Python’s bleach is ideal for rich-text fields because it allows an explicit allow-list of tags. DOMPurify (JS) and JSoup (Java) serve the same purpose. For SQL, parameterized queries are the only safe approach; string concatenation is always vulnerable. For output encoding, context matters: HTML encoding, JavaScript encoding, CSS encoding, and URL encoding each have different rules and must be applied in the correct context.
Variants
| Technology | Library | Purpose | Notes |
|---|---|---|---|
| Python | bleach | HTML sanitization | Allow-list based, maintained by Mozilla |
| Python | psycopg2 / sqlalchemy | SQL parameterization | Use bound parameters, never format strings |
| JavaScript | DOMPurify | HTML sanitization | Fast, browser + Node.js, configurable |
| JavaScript | express-validator | Input validation | Middleware for Express routes |
| Java | JSoup | HTML sanitization | Safelist profiles for common use cases |
| Java | OWASP Java Encoder | Context-specific encoding | HTML, JS, CSS, URL, attribute encoding |
Best Practices
- Validate first, then sanitize: Reject invalid input early; sanitization is a safety net, not a gatekeeper
- Use allow-lists, not block-lists: Define what is permitted (tags, protocols, characters) rather than trying to block every attack vector
- Parameterized queries for all SQL: Prepared statements eliminate SQL injection regardless of input content
- Context-aware encoding: Use HTML encoding in HTML, JS encoding in
<script>blocks, CSS encoding in style attributes - Rate-limit and size-limit: Cap request body size and rate to prevent ReDoS and memory exhaustion attacks
Common Mistakes
- Black-listing HTML tags: Attackers invent new tags and attributes; allow-lists are the only robust approach
- Sanitizing after validation: Validation should happen on raw input; sanitizing first can bypass validation rules
- Using regex for HTML parsing: Regex cannot parse HTML correctly; always use a proper HTML parser for sanitization
- Encoding once and reusing everywhere: HTML-encoded output is unsafe inside JavaScript strings; encode per context
- Trusting client-side validation: Client-side checks improve UX but are trivial to bypass; always re-validate server-side
Frequently Asked Questions
Should I sanitize input on the client or server?
Always sanitize on the server. Client-side sanitization improves UX and reduces server load, but attackers can bypass it entirely by sending raw HTTP requests.

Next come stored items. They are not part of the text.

PR #3089, opened 2022-04-09
[httpie] Delete Content-Length

joanhey:
- [ ] Bug fix #…?
- [ ] New feature?
- [ ] BC breaks?
- [ ] Tests added?
- [ ] Docs added?

      $ php bin/docgen

Curl add it automatically. ~And also change it if it isn't correct~.
If we add the `Content-Length` will replace the internal one created by Curl.

### DIFF
--- a/src/Utility/Httpie.php
+++ b/src/Utility/Httpie.php
@@ -91,7 +91,6 @@ class Httpie
         $http->body = $body;
         $http->headers = array_merge($http->headers, [
             'Content-Type' => 'application/json',
-            'Content-Length' => strlen($http->body),
         ]);
         return $http;
     }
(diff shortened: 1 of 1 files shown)


antonmedv:
But why?

joanhey:
Curl receive the body via 
`curl_setopt($ch, CURLOPT_POSTFIELDS, $this->body);`

And it add the `Content-Length`.
If we set an incorrect `Content-Length` will be a malformed request.

joanhey:
But the important thing is that Curl add it.
So less code in PHP.

antonmedv:
I see. didn't know about curl_setopt($ch, CURLOPT_POSTFIELDS, $this->body);

joanhey:
Another PR will change this line
`curl_setopt($ch, CURLOPT_POSTFIELDS, $this->body);`

to:
```
if($this->body) {
 curl_setopt($ch, CURLOPT_POSTFIELDS, $this->body);
}
```
Now when is a GET add an extra header that is not necessary.

joanhey:
Joined in #3098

Client-side checks are a convenience layer; server-side checks are the security boundary.
What is the difference between validation and sanitization?
Validation checks that input conforms to expected rules (e.g., “is this a valid email?”). Sanitization transforms input to remove dangerous constructs (e.g., “strip <script> tags”). Validate to reject bad data; sanitize to make acceptable data safe.
How do I safely handle file uploads?
Validate the file type by inspecting magic bytes, not the extension. Store uploads outside the web root. Rename files to random IDs. Serve them with Content-Disposition: attachment and X-Content-Type-Options: nosniff. Scan with an antivirus if required.